The activities of the members of the COVID-19 Mapping Project for Connecticut, which is detailed in this case study, are just a tiny snapshot of the work carried out by geographers and cartographers across the country. During the COVID-19 pandemic, in spite of spread of information via poorly designed maps, the larger GIS community tried to demonstrate our technology’s capabilities to study and map a pandemic in near real time to inform policy (Dong et al. 2020; Delmelle et al. 2024). However, at the federal and state government levels, there were major failures to adhere to the most basic of cartographic standards, including failure to use appropriate symbolization or enumeration units (Adams et al. 2020; Adams et al. 2023). These failures can erode the trust that people place in maps, which can potentially cost lives when those maps are needed to coordinate the response to disasters. Ultimately, all society can do now is evaluate how GIS was used during the COVID-19 pandemic, assess the strengths and failures of those uses, and try to take an active role in ethically implementing the technology in the future. Moving forward, if nothing else, we can use the examples of misinformation spread by official government COVID-19 maps to underscore the importance of cartographic conventions.
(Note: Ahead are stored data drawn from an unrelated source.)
PR #4770, opened 2022-05-09
feat(hubble): executor push/pull user integration

delgermurun:
Ref https://github.com/jina-ai/hubble/issues/355

### DIFF
--- a/tests/unit/hubble/test_hubio.py
+++ b/tests/unit/hubble/test_hubio.py
@@ -35,6 +35,21 @@ def clear_function_caches():
     _get_hub_config.cache_clear()
 
 
+@pytest.fixture(scope='function')
+def auth_token(tmpdir):
+    clear_function_caches()
+    os.environ['JINA_HUB_ROOT'] = str(tmpdir)
+
+    token = 'test-auth-token'
+    with open(tmpdir / 'config.json', 'w') as f:
+        json.dump({'auth_token': token}, f)
+
+    yield token
+
+    clear_function_caches()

Crampton (1998) calls for GIS professionals to be “Internet activists” in spreading good content online, and set the tone in regard to employing GIS and cartography online (Crampton 1998; McGranaghan 1999). Perhaps those of Mark Monmonier’s “cartographic priesthood” must take this activism a step further and implement his strategies for ethics in map design by engaging with the comment section on social media as cartographic critics, insist on adherence to cartographic standards wherever possible, and patiently try to spread cartographic literacy and map skepticism to educate the public. We must also ensure that we do not contribute to the infodemic through poor cartographic decisions, which can only be achieved by working ethical strategies into our workflows from the beginning of a project.